| Re: Accent - Yay or Nay I'd say definitely yay, but use a light touch.
Accents and dialogue can, in my view, help characterisation to a certain point, but go beyond that point and you undo all of the good work. If deciphering the accent means that the reader has to break their flow, you have probably gone too far.
The light touch can be expressed in a couple of ways:-
1. The odd word. This is what I prefer. Just slot in the odd dialect word or phonetic spelling of a word. Enough to give the reader the flavour without making a piece too difficult to read.

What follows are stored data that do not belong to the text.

PR #6527, opened 2026-01-26
chore: add safety guard for negative cycle index

operagxsasha:
**What does this PR do?**

- Unit Tests
- Manual Testing

**Follow up**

"I'm going to jump that gate" (standard English)
"I'm goin' ter lowp yon yat" (actual phonetic rendition of rural Cumbrian)
"I'm goin' ter jump that gate" (light touch).
2. Use of cod accents. This is more common, but less convincing, in my view. There are a number of uber-accents that crop up time and time again, such as the big fat Texan drawl ("hey, y'all"), the sassy New York twang (in which "coffee" invariably comes out as "kwarfy"), the cheeky Londoner ("gorblimey guv'nor"), the tartan Scot ("hoots mon") or Oirish (punctuate with "bejaysus" and use word order of the sort favoured by Yoda).
Actual speakers of any of these accents will rightly say that they are hopelessly inaccurate, but they are at least recognisable to a reader. In many ways, they can be hard to avoid if you are doing accents in your book - very few people can properly render accents other than their own.